● **Task details**
When the string "activepieces" is part of a line below, that line should be copied.

● **The input**
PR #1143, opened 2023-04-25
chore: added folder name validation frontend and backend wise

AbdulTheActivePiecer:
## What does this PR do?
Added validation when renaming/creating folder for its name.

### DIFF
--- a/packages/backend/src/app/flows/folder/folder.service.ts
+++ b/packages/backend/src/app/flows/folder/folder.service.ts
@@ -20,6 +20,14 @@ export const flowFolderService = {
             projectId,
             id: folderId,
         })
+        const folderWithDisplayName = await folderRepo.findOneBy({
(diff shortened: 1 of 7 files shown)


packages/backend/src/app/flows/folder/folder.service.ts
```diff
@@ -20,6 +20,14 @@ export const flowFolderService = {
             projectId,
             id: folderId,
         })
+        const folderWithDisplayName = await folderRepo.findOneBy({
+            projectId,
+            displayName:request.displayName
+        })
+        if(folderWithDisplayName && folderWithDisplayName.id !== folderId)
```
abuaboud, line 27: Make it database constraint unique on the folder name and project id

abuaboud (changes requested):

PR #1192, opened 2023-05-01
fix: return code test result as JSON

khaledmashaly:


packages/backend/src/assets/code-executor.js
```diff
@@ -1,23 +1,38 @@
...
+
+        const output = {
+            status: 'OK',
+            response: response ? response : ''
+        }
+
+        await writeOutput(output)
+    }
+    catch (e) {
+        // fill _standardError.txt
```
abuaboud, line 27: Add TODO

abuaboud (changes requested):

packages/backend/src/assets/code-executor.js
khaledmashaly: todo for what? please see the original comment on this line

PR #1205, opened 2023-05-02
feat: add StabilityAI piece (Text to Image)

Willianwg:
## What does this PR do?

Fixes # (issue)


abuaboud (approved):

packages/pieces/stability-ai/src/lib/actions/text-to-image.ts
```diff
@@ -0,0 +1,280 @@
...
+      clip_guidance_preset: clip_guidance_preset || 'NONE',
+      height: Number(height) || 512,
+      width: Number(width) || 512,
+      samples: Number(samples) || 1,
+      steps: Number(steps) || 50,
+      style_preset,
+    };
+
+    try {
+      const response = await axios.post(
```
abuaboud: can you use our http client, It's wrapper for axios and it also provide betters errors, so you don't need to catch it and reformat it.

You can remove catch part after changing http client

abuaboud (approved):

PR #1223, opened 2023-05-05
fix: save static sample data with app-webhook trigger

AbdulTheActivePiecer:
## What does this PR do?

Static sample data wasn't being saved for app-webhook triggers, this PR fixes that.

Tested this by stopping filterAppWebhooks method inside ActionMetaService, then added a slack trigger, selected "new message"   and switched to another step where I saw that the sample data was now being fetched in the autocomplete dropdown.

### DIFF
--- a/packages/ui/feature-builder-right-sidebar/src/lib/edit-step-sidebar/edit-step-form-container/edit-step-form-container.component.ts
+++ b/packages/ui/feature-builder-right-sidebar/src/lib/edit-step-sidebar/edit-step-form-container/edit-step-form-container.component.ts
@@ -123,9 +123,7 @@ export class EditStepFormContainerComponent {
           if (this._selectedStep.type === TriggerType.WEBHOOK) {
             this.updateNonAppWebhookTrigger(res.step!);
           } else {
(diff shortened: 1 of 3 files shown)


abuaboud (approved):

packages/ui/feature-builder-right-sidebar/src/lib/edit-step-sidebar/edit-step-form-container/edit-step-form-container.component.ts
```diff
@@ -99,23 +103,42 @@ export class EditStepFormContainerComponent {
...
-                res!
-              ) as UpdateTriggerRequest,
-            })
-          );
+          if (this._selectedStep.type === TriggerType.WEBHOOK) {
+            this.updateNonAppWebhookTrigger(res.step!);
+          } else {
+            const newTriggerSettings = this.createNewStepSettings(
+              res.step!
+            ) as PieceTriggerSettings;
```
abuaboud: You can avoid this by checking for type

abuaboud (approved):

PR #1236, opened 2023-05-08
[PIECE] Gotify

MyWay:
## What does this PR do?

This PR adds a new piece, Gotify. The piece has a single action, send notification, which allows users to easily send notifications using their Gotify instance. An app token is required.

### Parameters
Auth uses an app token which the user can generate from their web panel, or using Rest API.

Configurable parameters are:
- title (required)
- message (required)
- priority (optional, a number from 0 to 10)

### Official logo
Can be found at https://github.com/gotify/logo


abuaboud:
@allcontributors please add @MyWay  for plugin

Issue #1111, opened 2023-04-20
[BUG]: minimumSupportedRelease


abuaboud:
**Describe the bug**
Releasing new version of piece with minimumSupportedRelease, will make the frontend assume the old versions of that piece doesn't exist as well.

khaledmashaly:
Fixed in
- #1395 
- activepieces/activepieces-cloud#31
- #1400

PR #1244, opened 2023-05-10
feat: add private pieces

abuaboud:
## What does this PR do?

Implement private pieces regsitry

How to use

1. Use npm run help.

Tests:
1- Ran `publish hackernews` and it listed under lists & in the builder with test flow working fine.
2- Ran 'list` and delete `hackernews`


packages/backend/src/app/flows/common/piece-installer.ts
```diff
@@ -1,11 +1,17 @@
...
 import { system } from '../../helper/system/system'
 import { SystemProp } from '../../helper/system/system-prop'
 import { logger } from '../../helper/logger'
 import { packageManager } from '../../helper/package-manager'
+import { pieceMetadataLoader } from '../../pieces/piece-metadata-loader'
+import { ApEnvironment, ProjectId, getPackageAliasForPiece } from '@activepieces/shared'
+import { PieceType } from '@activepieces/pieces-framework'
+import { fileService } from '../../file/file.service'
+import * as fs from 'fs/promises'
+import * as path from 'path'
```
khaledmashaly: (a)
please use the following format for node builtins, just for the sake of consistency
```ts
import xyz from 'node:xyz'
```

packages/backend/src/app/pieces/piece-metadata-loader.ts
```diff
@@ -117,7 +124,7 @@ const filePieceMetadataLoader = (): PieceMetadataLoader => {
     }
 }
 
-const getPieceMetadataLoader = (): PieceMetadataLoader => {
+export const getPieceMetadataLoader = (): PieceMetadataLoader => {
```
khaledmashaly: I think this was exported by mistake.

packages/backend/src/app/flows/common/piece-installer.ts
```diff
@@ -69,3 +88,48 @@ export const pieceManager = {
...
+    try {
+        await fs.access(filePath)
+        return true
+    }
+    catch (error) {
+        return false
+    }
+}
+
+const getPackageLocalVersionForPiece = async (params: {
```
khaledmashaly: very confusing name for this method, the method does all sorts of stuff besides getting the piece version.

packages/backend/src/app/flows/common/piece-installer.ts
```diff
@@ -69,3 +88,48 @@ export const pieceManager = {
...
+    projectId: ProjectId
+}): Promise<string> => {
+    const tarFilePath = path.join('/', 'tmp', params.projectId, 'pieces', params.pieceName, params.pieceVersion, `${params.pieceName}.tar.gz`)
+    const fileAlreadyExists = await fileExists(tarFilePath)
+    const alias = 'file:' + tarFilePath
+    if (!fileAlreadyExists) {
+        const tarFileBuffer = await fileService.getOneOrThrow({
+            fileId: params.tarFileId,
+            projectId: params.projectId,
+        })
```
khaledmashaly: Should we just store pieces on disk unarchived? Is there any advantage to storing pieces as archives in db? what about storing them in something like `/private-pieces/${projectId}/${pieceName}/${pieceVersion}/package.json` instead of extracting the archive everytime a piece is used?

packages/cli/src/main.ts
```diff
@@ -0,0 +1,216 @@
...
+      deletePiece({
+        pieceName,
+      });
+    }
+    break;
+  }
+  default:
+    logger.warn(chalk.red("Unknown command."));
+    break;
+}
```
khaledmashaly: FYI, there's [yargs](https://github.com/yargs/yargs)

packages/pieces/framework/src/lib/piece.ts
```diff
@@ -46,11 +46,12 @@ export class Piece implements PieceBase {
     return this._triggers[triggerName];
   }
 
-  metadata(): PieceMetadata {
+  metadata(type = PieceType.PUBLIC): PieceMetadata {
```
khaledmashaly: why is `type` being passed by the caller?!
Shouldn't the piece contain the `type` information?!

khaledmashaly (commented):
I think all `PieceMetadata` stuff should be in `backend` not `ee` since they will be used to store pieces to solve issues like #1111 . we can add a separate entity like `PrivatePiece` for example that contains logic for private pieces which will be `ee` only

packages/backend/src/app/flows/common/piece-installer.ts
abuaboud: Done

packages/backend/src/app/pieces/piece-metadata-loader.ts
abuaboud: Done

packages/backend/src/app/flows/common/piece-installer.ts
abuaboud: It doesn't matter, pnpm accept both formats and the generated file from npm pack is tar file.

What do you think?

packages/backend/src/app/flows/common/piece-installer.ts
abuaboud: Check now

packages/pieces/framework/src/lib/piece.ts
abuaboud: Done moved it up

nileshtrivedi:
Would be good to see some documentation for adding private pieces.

● **Solution to this exercise**
- activepieces/activepieces-cloud#31
+import { ApEnvironment, ProjectId, getPackageAliasForPiece } from '@activepieces/shared'
+import { PieceType } from '@activepieces/pieces-framework'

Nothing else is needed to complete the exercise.